TASK DETAILS –
Report each line of the data that has "language" somewhere in it.

[Dataset excerpts]

PR #179, opened 2016-08-15
add command for getting schema via json api

redPanther:
- update coding style
- add command for getting schema via json api
- json api: merge config commands into one single "config" command with subcommands
```
{"command":"config","subcommand":"getconfig"}
{"command":"config","subcommand":"getschema"}
{"command":"config","subcommand":"setconfig","config":{"logger":{"level":"warn"}},"create":false}
```


b1rdhous3:
Can't wait to test! :)

redPanther:
BTW you can get the configured json port via jquery ajax call from url:
"http://"+document.location.hostname+":8099/cgi/cfg_jsonserver"

result:
:19444

Paulchen-Panther:
Great. Super. +1

b1rdhous3:
@redPanther I think we need a way to send the tanslation token and default language key for our translation with the schema.

redPanther:
Default language is the browser language.
You can add 'title' in json schema and use it for translation token. 
We can save language as cookie. If no cookie, show language selector with browser lang preselected.

brindosch:
This may be possible for language but i am not sure if this is the long run in general (other options/flags that you don't want in config .json)
So maybe another settings.json to read from for system settings or a database like you mentioned for better effects handling/configuration

b1rdhous3:
Our translation lib needs to tags in a html element like <a> <span> etc:
data-lang-token and lang. 
But I think we also could set these two with JS tag manipulation after the JSON Forms were generated

redPanther:
In config.json we can save webui related stuff in webconfig section.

RESPONSE BOX –
@redPanther I think we need a way to send the tanslation token and default language key for our translation with the schema.
Default language is the browser language.
We can save language as cookie. If no cookie, show language selector with browser lang preselected.
This may be possible for language but i am not sure if this is the long run in general (other options/flags that you don't want in config .json)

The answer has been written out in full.